(Items from a dataset)
PR #2247, opened 2024-10-30
Add basic programme patients view

tvararu:
This adds a link within a programme to view the children that are part of it. The table isn't aligned to the prototype yet, that's coming in a follow-up PR.

### Screenshots

Screenshot 2024-10-30 at 12 32 04

### DIFF
--- a/config/routes.rb
+++ b/config/routes.rb
@@ -110,6 +110,8 @@ Rails.application.routes.draw do
 
     resources :cohorts, only: %i[index show]
 
+    resources :patients, only: %i[index], module: "programme"
+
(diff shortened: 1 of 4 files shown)


config/routes.rb
```diff
@@ -110,6 +110,8 @@
 
     resources :cohorts, only: %i[index show]
 
+    resources :patients, only: %i[index], module: "programme"
```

__Your goal__.
Word for word, repeat the records above.

__Result of this task__.
PR #2247, opened 2024-10-30
Add basic programme patients view

tvararu:
This adds a link within a programme to view the children that are part of it. The table isn't aligned to the prototype yet, that's coming in a follow-up PR.

### Screenshots

Screenshot 2024-10-30 at 12 32 04

### DIFF
--- a/config/routes.rb
+++ b/config/routes.rb
@@ -110,6 +110,8 @@ Rails.application.routes.draw do
 
     resources :cohorts, only: %i[index show]
 
+    resources :patients, only: %i[index], module: "programme"
+
(diff shortened: 1 of 4 files shown)


config/routes.rb
```diff
@@ -110,6 +110,8 @@
 
     resources :cohorts, only: %i[index show]
 
+    resources :patients, only: %i[index], module: "programme"
```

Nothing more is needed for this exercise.